Lesley Cooke

Personal information
- Full name: Lesley Cooke
- Born: 28 November 1963 (age 62) Brighton, Sussex, England
- Nickname: cookie
- Batting: Left-handed
- Role: Batter

International information
- National side: England (1986);
- Test debut (cap 98): 26 June 1986 v India
- Last Test: 12 July 1986 v India
- ODI debut (cap 40): 22 June 1986 v India
- Last ODI: 27 July 1986 v India

Domestic team information
- 1981–1989: Sussex

Career statistics
| Competition | WTest | WODI | WFC | WLA |
| Matches | 3 | 3 | 4 | 15 |
| Runs scored | 290 | 49 | 394 | 274 |
| Batting average | 48.33 | 16.33 | 56.28 | 18.26 |
| 100s/50s | 1/2 | 0/0 | 1/3 | 0/1 |
| Top score | 117 | 24 | 117 | 73 |
| Balls bowled | 0 | 0 | 0 | 210 |
| Wickets | – | – | – | 2 |
| Bowling average | – | – | – | 59.00 |
| 5 wickets in innings | – | – | – | 0 |
| 10 wickets in match | – | – | – | 0 |
| Best bowling | – | – | – | 1/22 |
| Catches/stumpings | 0/– | 0/– | 0/– | 1/– |
- Source: CricketArchive, 23 February 2021

= Lesley Cooke =

English cricketer (born 1963)

Lesley Cooke (born 28 November 1963) is an English cricketer and former member of the England women's cricket team.

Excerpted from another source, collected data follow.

PR #40688, opened 2022-08-27
optimize default sidecar mutex

ramaraochavali:
This PR does the following
- Optimize default sidecar mutex. We need mostly read locks except for initialization. Changes it to RWMutex and uses read locks most of the time
- Change SideCarIndex and have rootConfigSidecarByNamespace and defaultSidecarByNamespace so that we do not have gateway specific fields in the struct.

- [ ] Docs
- [ ] Installation
- [X] Networking
- [ ] Policies and Telemetry
- [ ] Security
- [ ] Test and Release
- [ ] User Experience

### DIFF
--- a/pilot/pkg/model/push_context.go
+++ b/pilot/pkg/model/push_context.go
@@ -131,25 +131,26 @@ type sidecarIndex struct {
 	// user configured sidecars for each namespace if available.
 	sidecarsByNamespace map[string][]*SidecarScope
 	// the Sidecar for the root namespace (if present). This applies to any namespace without its own Sidecar.
-	rootConfig *config.Config
-	// rootConfigSidecarsByNamespace contains the default sidecar for namespaces that do not have a sidecar.
-	// These are converted from rootConfig if it exists.
+	meshRootSidecarConfig *config.Config
+	// meshRootSidecarsByNamespace contains the default sidecar for namespaces that do not have a sidecar.
+	// These are converted from root namespace sidecar if it exists.
 	// These are lazy-loaded. Access protected by defaultSidecarMu
-	rootConfigSidecarsByNamespace map[string]*SidecarScope
-	// defaultSidecarsByNamespace contains the default sidecar for namespaces that do not have a sidecar,
-	// These are *always* computed from DefaultSidecarScopeForNamespace.
+	meshRootSidecarsByNamespace map[string]*SidecarScope
+	// catchAllSidecarsByNamespace contains the default sidecar for namespaces that do not have a sidecar,
+	// These are *always* computed from DefaultSidecarScopeForNamespace i.e. a sidecar that has listeners
+	// for all services in the mesh. This will be used if there is no sidecar specified in root namespace.
 	// These are lazy-loaded. Access protected by defaultSidecarMu
-	defaultSidecarsByNamespace map[string]*SidecarScope
-	// mutex to protect default sidecars.
-	defaultSidecarMu *sync.RWMutex
+	catchAllSidecarsByNamespace map[string]*SidecarScope
+	// mutex to protect derived sidecars i.e. not specified by user.
+	derivedSidecarMu *sync.RWMutex
 }
 
 func newSidecarIndex() sidecarIndex {
 	return sidecarIndex{
-		sidecarsByNamespace:           map[string][]*SidecarScope{},
-		rootConfigSidecarsByNamespace: map[string]*SidecarScope{},
-		defaultSidecarsByNamespace:    map[string]*SidecarScope{},
-		defaultSidecarMu:              &sync.RWMutex{},
+		sidecarsByNamespace:         map[string][]*SidecarScope{},
+		meshRootSidecarsByNamespace: map[string]*SidecarScope{},
+		catchAllSidecarsByNamespace: map[string]*SidecarScope{},
+		derivedSidecarMu:            &sync.RWMutex{},
 	}
 }
 
@@ -970,10 +971,10 @@ func (ps *PushContext) getSidecarScope(proxy *Proxy, workloadLabels labels.Insta
 	var computed *SidecarScope
 	switch proxy.Type {
 	case Router:
-		ps.sidecarIndex.defaultSidecarMu.RLock()
+		ps.sidecarIndex.derivedSidecarMu.RLock()
 		// Gateways always use default sidecar scope.
-		sc, f := ps.sidecarIndex.defaultSidecarsByNamespace[proxy.ConfigNamespace]
-		ps.sidecarIndex.defaultSidecarMu.RUnlock()
+		sc, f := ps.sidecarIndex.catchAllSidecarsByNamespace[proxy.ConfigNamespace]
+		ps.sidecarIndex.derivedSidecarMu.RUnlock()
 		if f {
 			// We have already computed the scope for this namespace, just return it.
 			return sc
@@ -981,15 +982,15 @@ func (ps *PushContext) getSidecarScope(proxy *Proxy, workloadLabels labels.Insta
 		// We need to compute this namespace
 		computed = ps.computeSidecarScope(proxy)
 	case SidecarProxy:
-		ps.sidecarIndex.defaultSidecarMu.RLock()
+		ps.sidecarIndex.derivedSidecarMu.RLock()
 		var sc *SidecarScope
 		var exists bool
-		if ps.sidecarIndex.rootConfig != nil {
-			sc, exists = ps.sidecarIndex.rootConfigSidecarsByNamespace[proxy.ConfigNamespace]
+		if ps.sidecarIndex.meshRootSidecarConfig != nil {
+			sc, exists = ps.sidecarIndex.meshRootSidecarsByNamespace[proxy.ConfigNamespace]
 		} else {
-			sc, exists = ps.sidecarIndex.defaultSidecarsByNamespace[proxy.ConfigNamespace]
+			sc, exists = ps.sidecarIndex.catchAllSidecarsByNamespace[proxy.ConfigNamespace]
 		}
-		ps.sidecarIndex.defaultSidecarMu.RUnlock()
+		ps.sidecarIndex.derivedSidecarMu.RUnlock()
 
 		if exists {
 			// We have already computed the scope for this namespace, just return it.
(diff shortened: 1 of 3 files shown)


pilot/pkg/model/push_context.go
```diff
@@ -128,28 +128,28 @@ func newDestinationRuleIndex() destinationRuleIndex {
...
-	// computedSidecarsByNamespace contains the default sidecar for namespaces that do not have a sidecar.
-	// These may be DefaultSidecarScopeForNamespace if rootConfig is empty or ConvertToSidecarScope if not.
+	// rootConfigSidecarsByNamespace contains the default sidecar for namespaces that do not have a sidecar.
+	// These are converted from rootConfig if it exists.
 	// These are lazy-loaded. Access protected by defaultSidecarMu
-	computedSidecarsByNamespace map[string]*SidecarScope
-	// gatewayDefaultSidecarsByNamespace contains the default sidecar for namespaces that do not have a sidecar,
-	// for gateways.
-	// Unlike computedSidecarsByNamespace, this is *always* the output of DefaultSidecarScopeForNamespace.
+	rootConfigSidecarsByNamespace map[string]*SidecarScope
```
hzxuzhonghu, line 138: root is also confusing to make me think this is from `istio-system`

pilot/pkg/model/push_context.go
```diff
@@ -128,28 +128,28 @@ func newDestinationRuleIndex() destinationRuleIndex {
...
+	// defaultSidecarsByNamespace contains the default sidecar for namespaces that do not have a sidecar,
+	// These are *always* computed from DefaultSidecarScopeForNamespace.
 	// These are lazy-loaded. Access protected by defaultSidecarMu
-	gatewayDefaultSidecarsByNamespace map[string]*SidecarScope
-	defaultSidecarMu                  *sync.Mutex
+	defaultSidecarsByNamespace map[string]*SidecarScope
```
hzxuzhonghu, line 142: also confusing `default`

pilot/pkg/model/sidecar.go
```diff
@@ -552,7 +552,14 @@ func (sc *SidecarScope) DependsOnConfig(config ConfigKey) bool {
...
 // SidecarScope being used to avoid concurrent read/write.
-func (sc *SidecarScope) AddConfigDependencies(dependencies ...ConfigHash) {
+// Used only in tests.
+func (sc *SidecarScope) AddConfigDependenciesForTesting(dependencies ...ConfigHash) {
+	sc.addConfigDependencies(dependencies...)
+}
+
+// addConfigDependencies add extra config dependencies to this scope. This action should be done before the
+// SidecarScope being used to avoid concurrent read/write.
+func (sc *SidecarScope) addConfigDependencies(dependencies ...ConfigHash) {
```
hzxuzhonghu, line 562: I doubt the necessity of doing this, if we are changing this, I think we have many other methods/function that can be rewrite.

ramaraochavali: In general I think if it is just used in tests, it is better to follow this pattern so that we do not unnecessarily expose these. Wherever I am seeing this, I am changing if I am changing code near this. But I am not so strong about this - If you think, it is not good, I can revert this.

pilot/pkg/model/push_context.go
ramaraochavali: it is not istio-system. It can be any thing that is configured as rootNamespace in mesh-config

pilot/pkg/model/push_context.go
ramaraochavali: default is the 'Default' sidecar - I can not think of any better name. But If you have better suggestions, let me know

ramaraochavali:
Ok. I can revert this. Do you have any suggestions for naming?

hzxuzhonghu:
TBH, did not think about it. we need to think closely to prevent back and forth

ramaraochavali:
renamed see if this is better. But I am open to other suggestions

pilot/pkg/model/push_context.go
```diff
@@ -128,28 +128,29 @@ func newDestinationRuleIndex() destinationRuleIndex {
...
-	// for gateways.
-	// Unlike computedSidecarsByNamespace, this is *always* the output of DefaultSidecarScopeForNamespace.
+	meshRootSidecarsByNamespace map[string]*SidecarScope
+	// catchAllSidecarsByNamespace contains the default sidecar for namespaces that do not have a sidecar,
+	// These are *always* computed from DefaultSidecarScopeForNamespace i.e. a sidecar that has listeners
+	// for all services in the mesh. This will be used if there is no sidecar specified in root namespace.
 	// These are lazy-loaded. Access protected by defaultSidecarMu
-	gatewayDefaultSidecarsByNamespace map[string]*SidecarScope
-	defaultSidecarMu                  *sync.Mutex
+	catchAllSidecarsByNamespace map[string]*SidecarScope
```
hzxuzhonghu, line 143: Maybe this can be called  defaultSidecarsByNamespace

pilot/pkg/model/push_context.go
```diff
@@ -128,28 +128,29 @@ func newDestinationRuleIndex() destinationRuleIndex {
...
-	// sidecars for each namespace
+	// user configured sidecars for each namespace if available.
 	sidecarsByNamespace map[string][]*SidecarScope
 	// the Sidecar for the root namespace (if present). This applies to any namespace without its own Sidecar.
-	rootConfig *config.Config
-	// computedSidecarsByNamespace contains the default sidecar for namespaces that do not have a sidecar.
-	// These may be DefaultSidecarScopeForNamespace if rootConfig is empty or ConvertToSidecarScope if not.
+	meshRootSidecarConfig *config.Config
+	// meshRootSidecarsByNamespace contains the default sidecar for namespaces that do not have a sidecar.
+	// These are converted from root namespace sidecar if it exists.
```
hzxuzhonghu, line 136: Have you changed this?

pilot/pkg/model/push_context.go
```diff
@@ -128,28 +128,29 @@ func newDestinationRuleIndex() destinationRuleIndex {
...
+	meshRootSidecarsByNamespace map[string]*SidecarScope
+	// catchAllSidecarsByNamespace contains the default sidecar for namespaces that do not have a sidecar,
+	// These are *always* computed from DefaultSidecarScopeForNamespace i.e. a sidecar that has listeners
+	// for all services in the mesh. This will be used if there is no sidecar specified in root namespace.
 	// These are lazy-loaded. Access protected by defaultSidecarMu
-	gatewayDefaultSidecarsByNamespace map[string]*SidecarScope
-	defaultSidecarMu                  *sync.Mutex
+	catchAllSidecarsByNamespace map[string]*SidecarScope
+	// mutex to protect derived sidecars i.e. not specified by user.
+	derivedSidecarMu *sync.RWMutex
```
hzxuzhonghu, line 145: mutex

pilot/pkg/model/push_context.go
```diff
@@ -128,28 +128,29 @@ func newDestinationRuleIndex() destinationRuleIndex {
 
 // sidecarIndex is the index of sidecar rules
 type sidecarIndex struct {
-	// sidecars for each namespace
+	// user configured sidecars for each namespace if available.
 	sidecarsByNamespace map[string][]*SidecarScope
 	// the Sidecar for the root namespace (if present). This applies to any namespace without its own Sidecar.
-	rootConfig *config.Config
```
hzxuzhonghu, line 134: this is clear

pilot/pkg/model/push_context.go
```diff
@@ -128,28 +128,29 @@ func newDestinationRuleIndex() destinationRuleIndex {
...
-	// These may be DefaultSidecarScopeForNamespace if rootConfig is empty or ConvertToSidecarScope if not.
+	meshRootSidecarConfig *config.Config
+	// meshRootSidecarsByNamespace contains the default sidecar for namespaces that do not have a sidecar.
+	// These are converted from root namespace sidecar if it exists.
 	// These are lazy-loaded. Access protected by defaultSidecarMu
-	computedSidecarsByNamespace map[string]*SidecarScope
-	// gatewayDefaultSidecarsByNamespace contains the default sidecar for namespaces that do not have a sidecar,
-	// for gateways.
-	// Unlike computedSidecarsByNamespace, this is *always* the output of DefaultSidecarScopeForNamespace.
+	meshRootSidecarsByNamespace map[string]*SidecarScope
```
hzxuzhonghu, line 138: I can see its meaning, this is computed from mesh global sidecar for namespaces that have no sidecar specified.

pilot/pkg/model/push_context.go
```diff
@@ -967,33 +968,56 @@ func (ps *PushContext) getSidecarScope(proxy *Proxy, workloadLabels labels.Insta
 
 	// We didn't have a Sidecar in the namespace. This means we should use the default - either an implicit
 	// default selecting everything, or pulling from the root namespace.
-	ps.sidecarIndex.defaultSidecarMu.Lock()
-	defer ps.sidecarIndex.defaultSidecarMu.Unlock()
-	if proxy.Type == Router {
-		sc, f := ps.sidecarIndex.gatewayDefaultSidecarsByNamespace[proxy.ConfigNamespace]
+	var computed *SidecarScope
+	switch proxy.Type {
```
hzxuzhonghu, line 972: can this select case be merged with abover one

pilot/pkg/model/push_context.go
```diff
@@ -967,33 +968,56 @@ func (ps *PushContext) getSidecarScope(proxy *Proxy, workloadLabels labels.Insta
...
+}
+
+func (ps *PushContext) computeSidecarScope(proxy *Proxy) *SidecarScope {
+	ps.sidecarIndex.derivedSidecarMu.Lock()
+	defer ps.sidecarIndex.derivedSidecarMu.Unlock()
 	var computed *SidecarScope
-	if ps.sidecarIndex.rootConfig != nil {
-		computed = ConvertToSidecarScope(ps, ps.sidecarIndex.rootConfig, proxy.ConfigNamespace)
-	} else {
+	switch proxy.Type {
```
hzxuzhonghu, line 1009: same here. so no need to abstract another function, since this makes this lock spread across functions

pilot/pkg/model/push_context.go
ramaraochavali: Just comment and rename

ramaraochavali:
@hzxuzhonghu any further comments?

pilot/pkg/model/push_context.go
```diff
@@ -925,22 +926,41 @@ func (ps *PushContext) DelegateVirtualServices(vses []config.Config) []ConfigHas
...
-	if sidecars, ok := ps.sidecarIndex.sidecarsByNamespace[proxy.ConfigNamespace]; ok {
-		// TODO: logic to merge multiple sidecar resources
-		// Currently we assume that there will be only one sidecar config for a namespace.
-		if proxy.Type == Router {
+	// TODO: logic to merge multiple sidecar resources
+	// Currently we assume that there will be only one sidecar config for a namespace.
+	sidecars, hasSidecar := ps.sidecarIndex.sidecarsByNamespace[proxy.ConfigNamespace]
+	switch proxy.Type {
+	case Router:
+		if hasSidecar {
```
hzxuzhonghu, line 934: For me it conflicts with the doc we say `sidecarsByNamespace` only contains sidecar specified by user, which should not be applied to gateway.

Though I know this is the previous logic (not sure https://github.com/istio/istio/pull/40688/files#diff-a8e332e06b003dfbf58c29f37de893fbb0e45f642200ea3ea2faa9847fc7e1e0R941 can be satisfied), I think we can safely remove it

pilot/pkg/model/push_context.go
```diff
@@ -925,22 +926,41 @@ func (ps *PushContext) DelegateVirtualServices(vses []config.Config) []ConfigHas
...
 				// Gateways should just have a default scope with egress: */*
 				if wrapper.Sidecar == nil {
 					return wrapper
 				}
 			}
 		}
-		if proxy.Type == SidecarProxy {
+		// We didn't have a Sidecar in the namespace. This means we should use the default - either an implicit
+		// default selecting everything, or pulling from the root namespace.
+		ps.sidecarIndex.derivedSidecarMutex.RLock()
```
hzxuzhonghu, line 948: lock and defer unlock here

pilot/pkg/model/push_context.go
```diff
@@ -963,38 +983,32 @@ func (ps *PushContext) getSidecarScope(proxy *Proxy, workloadLabels labels.Insta
 				return wrapper
 			}
 		}
-	}
+		ps.sidecarIndex.derivedSidecarMutex.RLock()
```
hzxuzhonghu, line 986: lock and defer unlock here

pilot/pkg/model/push_context.go
```diff
@@ -963,38 +983,32 @@ func (ps *PushContext) getSidecarScope(proxy *Proxy, workloadLabels labels.Insta
...
+			// We have already computed the scope for this namespace, just return it.
 			return sc
 		}
-		computed := DefaultSidecarScopeForNamespace(ps, proxy.ConfigNamespace)
-		ps.sidecarIndex.gatewayDefaultSidecarsByNamespace[proxy.ConfigNamespace] = computed
+		// We need to compute this namespace
+		computed := ConvertToSidecarScope(ps, ps.sidecarIndex.meshRootSidecarConfig, proxy.ConfigNamespace)
+		ps.sidecarIndex.derivedSidecarMutex.Lock()
+		if ps.sidecarIndex.meshRootSidecarConfig != nil {
+			ps.sidecarIndex.meshRootSidecarsByNamespace[proxy.ConfigNamespace] = computed
```
hzxuzhonghu, line 1004: can this be moved in L989 clause

pilot/pkg/model/push_context.go
ramaraochavali: I did this because, we can do a read only lock here as that is the most common use case once pod connects to istiod for further pushes. Write lock is only needed on init connects

ramaraochavali:
@hzxuzhonghu PTAL when you get chance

She played three Test matches against India in 1986, scoring 72 and 117 as an opening batsman on her debut at Wetherby. Only the second Englishwoman to score a century on her Test debut. She also appeared in three One Day Internationals against India in the same year. Cooke played domestic cricket for Sussex.